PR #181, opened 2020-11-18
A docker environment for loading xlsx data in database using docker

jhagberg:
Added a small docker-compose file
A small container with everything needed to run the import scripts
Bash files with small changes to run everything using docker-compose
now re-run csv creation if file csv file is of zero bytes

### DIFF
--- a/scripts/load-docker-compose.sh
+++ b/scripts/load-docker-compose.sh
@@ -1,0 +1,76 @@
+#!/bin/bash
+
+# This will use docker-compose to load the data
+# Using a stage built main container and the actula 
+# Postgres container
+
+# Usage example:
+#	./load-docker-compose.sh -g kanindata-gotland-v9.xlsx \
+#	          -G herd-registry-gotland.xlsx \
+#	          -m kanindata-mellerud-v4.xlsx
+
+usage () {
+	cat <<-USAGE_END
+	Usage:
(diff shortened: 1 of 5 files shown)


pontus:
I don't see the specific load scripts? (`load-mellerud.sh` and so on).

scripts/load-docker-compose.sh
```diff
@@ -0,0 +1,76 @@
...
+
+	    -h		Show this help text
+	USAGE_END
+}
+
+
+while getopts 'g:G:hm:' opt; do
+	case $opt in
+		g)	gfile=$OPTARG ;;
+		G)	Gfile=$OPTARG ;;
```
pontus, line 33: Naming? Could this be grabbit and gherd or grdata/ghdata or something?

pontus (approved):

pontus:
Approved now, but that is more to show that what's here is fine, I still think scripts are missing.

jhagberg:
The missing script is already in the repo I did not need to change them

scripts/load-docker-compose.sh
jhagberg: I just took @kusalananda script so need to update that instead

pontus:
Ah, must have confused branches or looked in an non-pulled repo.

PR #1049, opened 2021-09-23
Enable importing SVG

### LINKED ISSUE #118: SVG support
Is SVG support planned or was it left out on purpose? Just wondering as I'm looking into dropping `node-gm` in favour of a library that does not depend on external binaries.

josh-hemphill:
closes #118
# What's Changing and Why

========================================

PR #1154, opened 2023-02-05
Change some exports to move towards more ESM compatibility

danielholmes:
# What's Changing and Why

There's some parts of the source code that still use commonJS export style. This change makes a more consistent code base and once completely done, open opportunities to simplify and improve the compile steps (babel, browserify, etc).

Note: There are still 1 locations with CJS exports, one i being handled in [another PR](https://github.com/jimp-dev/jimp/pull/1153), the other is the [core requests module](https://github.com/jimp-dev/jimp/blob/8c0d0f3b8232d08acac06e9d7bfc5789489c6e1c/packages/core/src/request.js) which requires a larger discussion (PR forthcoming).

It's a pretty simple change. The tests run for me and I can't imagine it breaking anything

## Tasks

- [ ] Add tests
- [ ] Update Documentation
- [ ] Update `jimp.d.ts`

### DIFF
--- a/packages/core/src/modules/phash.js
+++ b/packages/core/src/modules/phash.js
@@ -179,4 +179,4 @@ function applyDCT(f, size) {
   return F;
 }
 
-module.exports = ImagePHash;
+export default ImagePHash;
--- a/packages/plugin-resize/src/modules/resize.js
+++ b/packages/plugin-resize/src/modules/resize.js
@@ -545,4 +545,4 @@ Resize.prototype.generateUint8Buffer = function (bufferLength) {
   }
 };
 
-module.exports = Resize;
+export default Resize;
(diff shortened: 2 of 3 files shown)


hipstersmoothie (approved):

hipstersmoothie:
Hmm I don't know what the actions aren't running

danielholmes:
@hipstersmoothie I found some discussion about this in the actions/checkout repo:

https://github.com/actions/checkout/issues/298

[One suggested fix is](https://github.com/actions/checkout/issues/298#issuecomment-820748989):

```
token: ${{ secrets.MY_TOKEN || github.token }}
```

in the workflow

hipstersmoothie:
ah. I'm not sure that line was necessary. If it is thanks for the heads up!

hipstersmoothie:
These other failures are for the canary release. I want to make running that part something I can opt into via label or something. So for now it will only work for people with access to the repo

========================================

■ WORK ITEM: Here the job is to set down exactly the lines of the material above that fall between the one with "PR #181, opened 2020-11-18" and the one with "-g kanindata-gotland-v9.xlsx \", inclusive, and nothing beyond them.

■ OUTPUT FOR THIS EXERCISE:
PR #181, opened 2020-11-18
A docker environment for loading xlsx data in database using docker

jhagberg:
Added a small docker-compose file
A small container with everything needed to run the import scripts
Bash files with small changes to run everything using docker-compose
now re-run csv creation if file csv file is of zero bytes

### DIFF
--- a/scripts/load-docker-compose.sh
+++ b/scripts/load-docker-compose.sh
@@ -1,0 +1,76 @@
+#!/bin/bash
+
+# This will use docker-compose to load the data
+# Using a stage built main container and the actula 
+# Postgres container
+
+# Usage example:
+#	./load-docker-compose.sh -g kanindata-gotland-v9.xlsx \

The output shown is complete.